• _Instructions to follow_: Tally the lines in the entries where the string "btcstaking" appears, and write only the total.
━━━━━━━━
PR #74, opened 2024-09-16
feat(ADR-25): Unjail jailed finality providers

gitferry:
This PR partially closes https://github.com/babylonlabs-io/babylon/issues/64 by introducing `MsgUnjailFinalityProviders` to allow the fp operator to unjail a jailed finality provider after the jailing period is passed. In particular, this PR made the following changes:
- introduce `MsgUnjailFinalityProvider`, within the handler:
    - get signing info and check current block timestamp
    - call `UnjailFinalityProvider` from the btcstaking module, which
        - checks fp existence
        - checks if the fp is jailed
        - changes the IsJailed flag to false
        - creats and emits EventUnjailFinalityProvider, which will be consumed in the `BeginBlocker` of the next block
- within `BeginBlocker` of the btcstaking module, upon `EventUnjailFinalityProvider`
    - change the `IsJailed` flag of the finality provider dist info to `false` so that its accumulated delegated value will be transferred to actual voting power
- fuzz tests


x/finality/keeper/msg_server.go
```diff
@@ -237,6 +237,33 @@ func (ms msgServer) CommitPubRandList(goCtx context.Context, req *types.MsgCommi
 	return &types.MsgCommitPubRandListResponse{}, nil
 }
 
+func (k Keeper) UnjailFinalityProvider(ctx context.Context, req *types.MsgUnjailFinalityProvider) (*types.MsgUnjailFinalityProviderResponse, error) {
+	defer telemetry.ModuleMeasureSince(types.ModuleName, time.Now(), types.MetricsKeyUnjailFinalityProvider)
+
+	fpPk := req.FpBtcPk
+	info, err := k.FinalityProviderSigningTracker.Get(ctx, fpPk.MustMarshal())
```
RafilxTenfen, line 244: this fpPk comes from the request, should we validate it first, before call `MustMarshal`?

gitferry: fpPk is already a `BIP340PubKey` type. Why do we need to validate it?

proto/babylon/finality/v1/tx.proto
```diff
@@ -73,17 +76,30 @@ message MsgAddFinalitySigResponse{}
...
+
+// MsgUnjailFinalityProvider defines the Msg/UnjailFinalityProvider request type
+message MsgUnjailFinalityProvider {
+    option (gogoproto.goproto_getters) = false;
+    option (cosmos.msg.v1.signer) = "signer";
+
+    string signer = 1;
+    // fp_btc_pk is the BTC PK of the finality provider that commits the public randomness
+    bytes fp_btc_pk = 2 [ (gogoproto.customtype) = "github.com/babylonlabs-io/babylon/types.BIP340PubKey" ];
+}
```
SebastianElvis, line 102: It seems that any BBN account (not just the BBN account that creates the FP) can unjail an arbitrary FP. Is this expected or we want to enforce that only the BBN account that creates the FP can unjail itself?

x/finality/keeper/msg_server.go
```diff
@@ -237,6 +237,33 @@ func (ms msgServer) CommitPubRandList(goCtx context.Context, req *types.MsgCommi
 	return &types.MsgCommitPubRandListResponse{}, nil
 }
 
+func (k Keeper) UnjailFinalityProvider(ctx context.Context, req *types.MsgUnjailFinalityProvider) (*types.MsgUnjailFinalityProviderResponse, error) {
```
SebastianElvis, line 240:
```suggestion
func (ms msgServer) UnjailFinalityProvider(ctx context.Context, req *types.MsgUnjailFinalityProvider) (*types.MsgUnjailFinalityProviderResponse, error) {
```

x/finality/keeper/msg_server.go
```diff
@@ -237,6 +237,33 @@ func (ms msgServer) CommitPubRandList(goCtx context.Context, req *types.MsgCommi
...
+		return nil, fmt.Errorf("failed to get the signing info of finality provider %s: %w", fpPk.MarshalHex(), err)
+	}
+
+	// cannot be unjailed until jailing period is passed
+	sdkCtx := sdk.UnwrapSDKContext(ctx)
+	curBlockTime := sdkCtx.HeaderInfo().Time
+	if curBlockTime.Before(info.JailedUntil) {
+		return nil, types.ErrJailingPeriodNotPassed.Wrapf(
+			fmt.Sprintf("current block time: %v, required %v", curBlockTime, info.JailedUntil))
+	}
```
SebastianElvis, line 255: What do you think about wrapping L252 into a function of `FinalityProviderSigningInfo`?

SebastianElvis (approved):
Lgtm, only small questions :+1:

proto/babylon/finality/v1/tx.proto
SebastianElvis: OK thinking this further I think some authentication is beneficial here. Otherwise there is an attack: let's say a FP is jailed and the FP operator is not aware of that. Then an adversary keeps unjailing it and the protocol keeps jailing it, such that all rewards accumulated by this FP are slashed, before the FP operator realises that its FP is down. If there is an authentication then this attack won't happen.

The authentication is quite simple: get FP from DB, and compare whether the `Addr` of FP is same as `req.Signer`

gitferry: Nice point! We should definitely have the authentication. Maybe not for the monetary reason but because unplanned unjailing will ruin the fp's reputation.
━━━━━━━━
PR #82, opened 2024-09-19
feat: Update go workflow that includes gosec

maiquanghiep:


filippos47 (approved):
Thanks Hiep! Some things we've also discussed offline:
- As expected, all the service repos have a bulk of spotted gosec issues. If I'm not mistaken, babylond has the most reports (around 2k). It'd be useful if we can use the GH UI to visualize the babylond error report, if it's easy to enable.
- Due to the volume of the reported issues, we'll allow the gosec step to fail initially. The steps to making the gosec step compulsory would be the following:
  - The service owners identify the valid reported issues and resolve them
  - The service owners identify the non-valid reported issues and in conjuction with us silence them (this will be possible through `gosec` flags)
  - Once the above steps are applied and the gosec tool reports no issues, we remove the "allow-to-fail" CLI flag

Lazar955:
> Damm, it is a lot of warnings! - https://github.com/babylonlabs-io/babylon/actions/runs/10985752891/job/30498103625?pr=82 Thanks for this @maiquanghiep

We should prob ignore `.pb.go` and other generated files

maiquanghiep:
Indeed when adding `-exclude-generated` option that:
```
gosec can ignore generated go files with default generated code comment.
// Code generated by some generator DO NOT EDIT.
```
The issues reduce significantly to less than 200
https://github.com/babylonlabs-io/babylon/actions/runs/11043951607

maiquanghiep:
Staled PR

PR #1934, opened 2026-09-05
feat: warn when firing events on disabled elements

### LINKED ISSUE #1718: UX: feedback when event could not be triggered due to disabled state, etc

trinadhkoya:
━━━━━━━━
• _Answer for the task_: 2